(Saved data entries)
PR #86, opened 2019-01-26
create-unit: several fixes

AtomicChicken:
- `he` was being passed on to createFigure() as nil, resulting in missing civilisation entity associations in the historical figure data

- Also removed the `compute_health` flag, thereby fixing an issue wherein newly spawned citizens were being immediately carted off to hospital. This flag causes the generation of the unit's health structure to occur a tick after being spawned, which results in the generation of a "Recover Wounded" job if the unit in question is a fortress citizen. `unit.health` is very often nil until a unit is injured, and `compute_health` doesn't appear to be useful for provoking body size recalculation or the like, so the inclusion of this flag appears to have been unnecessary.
...
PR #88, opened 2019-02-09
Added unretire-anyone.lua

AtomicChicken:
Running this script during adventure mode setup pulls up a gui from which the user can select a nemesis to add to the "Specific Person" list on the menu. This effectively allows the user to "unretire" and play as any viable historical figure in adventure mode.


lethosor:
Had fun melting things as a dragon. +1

§ Task item
Give back precisely the lines above that start at the line containing "PR #86, opened 2019-01-26" and end at the line containing "- Also removed", inclusive. No other lines belong in the output.

§ Solved problem
PR #86, opened 2019-01-26
create-unit: several fixes

AtomicChicken:
- `he` was being passed on to createFigure() as nil, resulting in missing civilisation entity associations in the historical figure data

- Also removed the `compute_health` flag, thereby fixing an issue wherein newly spawned citizens were being immediately carted off to hospital. This flag causes the generation of the unit's health structure to occur a tick after being spawned, which results in the generation of a "Recover Wounded" job if the unit in question is a fortress citizen. `unit.health` is very often nil until a unit is injured, and `compute_health` doesn't appear to be useful for provoking body size recalculation or the like, so the inclusion of this flag appears to have been unnecessary.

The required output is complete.